Superintendent Stoddard established the cooperative agreement, which brought the University of Idaho archaeological field school to the park for structural research beginning in 1970. In 1971-73, interpretive wayside exhibit plans were developed for both camps. In 1973, contracts were awarded for an exhibit shelter at American Camp and a small exhibit was installed in the English Camp Barracks structure after its restoration.

Two major moves were completed in 1974, just prior to the transfer of Carl Stoddard. The Hospital building, donated the previous year, was returned to English Camp. Research of historic photographs and archaeological evidence determined the structure's proper location on the parade ground. Historic photographs proved more useful. Archaeological evidence completed by the university field school was not conclusive in locating the original structure's placement. The Warbass house, which was determined to be one of the original laundress' quarters, was moved back to American Camp from its location near Friday Harbor. Restoration work on both structures would be completed at a later date.

The year 1972 was the centennial of the peaceful arbitration of the boundary dispute, and Stoddard and his staff spent a great deal of time coordinating ceremonial planning. Robert Reynolds joined them in their efforts, a Pacific Northwest Region ranger assigned to the park from September 17 to November 11 strictly to assist with planning for the October ceremonies.

Activities included a Memorial Day service at English Camp cemetery with visiting Canadian troops; a 4th of July celebration at American Camp; activities for Centennial Week, July 23-29; and ceremonies on Centennial Day, October 21, 1972.

The Centennial Day ceremony included officials representing the United States, Canada, England, and Germany. Assistant Secretary of the Interior Richard S. Bodman was the principal speaker, and marching and ceremonial units from the United States and Canada performed. The ceremonies were well received and attended, and several local organizations were involved in the activities and services.

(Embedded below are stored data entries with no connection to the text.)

PR #51, opened 2026-07-31
[v0.23.0][AOT] Add embedding model support

athavale-shivani:
Adding embedding model support for vLLM 0.23.0 for AOT.

### DIFF
--- a/examples/qaic_score.py
+++ b/examples/qaic_score.py
@@ -7,6 +7,7 @@
 # Adapted from vllm/examples/offline_inference/basic/score.py
 
 from vllm import LLM
+from vllm.config import PoolerConfig
 
 # Score (reranking) example for QAIC.
 # llm.score(query, passages) runs a cross-encoder model that produces a
@@ -42,8 +43,9 @@ def main():
         enforce_eager=True,
         max_num_seqs=4,
         max_model_len=512,
+        pooler_config=PoolerConfig(task="classify"),
         additional_config={
-            "device_group": [5],
+            "device_group": [0],
             "override_qaic_config": {"pooling_device": "cpu", "task": "score"},
         },
     )
@@ -57,8 +59,9 @@ def main():
         enforce_eager=True,
         max_num_seqs=4,
         max_model_len=512,
+        pooler_config=PoolerConfig(task="classify"),
         additional_config={
-            "device_group": [6],
+            "device_group": [0],
             "override_qaic_config": {"pooling_device": "qaic", "task": "score"},
         },
     )
--- a/vllm_qaic/model_loader/qaic.py
+++ b/vllm_qaic/model_loader/qaic.py
@@ -30,7 +30,7 @@ from vllm.model_executor.layers.pooler.seqwise import (
     pooler_for_classify,
     pooler_for_embed,
 )
-from vllm.model_executor.layers.pooler.special import DispatchPooler
+from vllm.model_executor.layers.pooler.special import BgeM3Pooler, DispatchPooler
 from vllm.model_executor.layers.pooler.tokwise import (
     AllPool,
     pooler_for_token_classify,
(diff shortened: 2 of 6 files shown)


examples/qaic_score.py
```diff
@@ -42,8 +43,9 @@ def main():
         enforce_eager=True,
         max_num_seqs=4,
         max_model_len=512,
+        pooler_config=PoolerConfig(task="classify"),
```
ankitqti, line 46: Why scoring example is using classify ?

examples/qaic_score.py
```diff
@@ -57,8 +59,9 @@ def main():
...
```
ankitqti, line 62: Why scoring example is using classify ?

vllm_qaic/model_loader/qaic.py
```diff
@@ -93,28 +93,27 @@ def __init__(
...
                     ),
-                    # TODO: "score" removed: not a valid PoolingTask in upstream vllm 0.23.0
-                    # (DispatchPooler validates keys; "score" was added in the Qualcomm fork)
-                    # "score": pooler_for_classify(
-                    #     pooler_config,
-                    #     pooling=pooling,
-                    #     classifier=classifier,
-                    #     act_fn=None,  # sigmoid not applied; raw logits returned
-                    # ),
+                    # new task added in upstream vllm
```
ankitqti, line 112: What is BgeM3Pooler, please provide more details ?

vllm_qaic/worker/model_runner.py
```diff
@@ -719,14 +697,14 @@ def _pool(
...
-        # For QAIC based pooler OR score/classify tasks (CPU or QAIC),
+        # For QAIC based pooler OR classify task (CPU or QAIC),
         # model outputs are already pooled — wrap directly in ModelRunnerOutput.
         num_reqs_qaicpooler = self.input_batch.num_reqs
         assert num_reqs_qaicpooler == len(self.input_batch.pooling_params), (
             "Either all or none of the requests in a batch must be pooling request"
         )
         hidden_states_qaicpooler = hidden_states[:num_reqs_qaicpooler]
-        seq_lens_qaicpooler = self.seq_lens.cpu[:num_reqs_qaicpooler]
+        seq_lens_qaicpooler = self.optimistic_seq_lens_cpu[:num_reqs_qaicpooler]
```
ankitqti, line 707: What is optimistic_seq_lens_cpu ? why we need this here ?

ankitqti (changes requested):

examples/qaic_score.py
athavale-shivani: In vLLM0.23.0, "score" does not exist as a PoolingTask anymore. classify is the upstream vLLM task that enables llm.score() to work.

examples/qaic_score.py
athavale-shivani: In vLLM0.23.0, "score" does not exist as a PoolingTask anymore. classify is the upstream vLLM task that enables llm.score() to work.

vllm_qaic/model_loader/qaic.py
athavale-shivani: "embed&token_classify" is a new task and is defined in vllm/tasks.py in vLLM v0.23.0. BgeM3Pooler is its handler defined upstream in vllm/model_executor/layers/pooler/special.py. It needs to be explicitly registered in QAIC's DispatchPooler so the task is recognized.

vllm_qaic/worker/model_runner.py
athavale-shivani: optimistic_seq_lens_cpu  is needed to get the sequence lengths of each request which is used to post process the outputs from QAIC pooler. Previously, self.seq_lens used to have this data but in v0.23.0 we seem to be not updating self.seq_lens and they are all set to 0 at this point in the code which leads to an error. optimistic_seq_lens_cpu is being updated and contains the sequence lengths instead, hence I am using that.

ankitqti (approved):
Looks good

All development planning included one high-priority task: replacement of the county road at American Camp. Cutting alongside the Redoubt, the road not only impacted the historic scene but also contributed to incompatible use and erosion. In order to preserve the Redoubt, the park constructed a new by-pass road with the intention of exchanging the new by-pass with San Juan County for a portion of the county road. The old road would be restored to the conditions of the historic setting. Under Stoddard, planning for the by-pass road was completed and negotiations began with the county for exchange of property. In 1974, the by-pass road was constructed and opened to traffic on December 20.

However, the issue became hotly contested when neighbors and other individuals on the island discovered the planned exchange of property and road closure. Letters and a petition from neighbors and community members expressed opposition to the road exchange on the grounds that islanders should not have to give up the view along that portion of road, which was unparalleled, and that removal of the road made the Redoubt inaccessible to the handicapped and the elderly. Public outcry was so significant that the county, who until that point had favored the exchange, changed their minds and voted not to vacate the portion of road.

Shortly following the construction of the by-pass road, Superintendent Stoddard left the park for a new assignment in Alaska, and the change in management may have hurt the negotiation process. It was an unfortunate setback for park development. The by-pass road remained open and available for use in conjunction with the county road. Management decided to back off the issue until more favorable public relations conditions existed.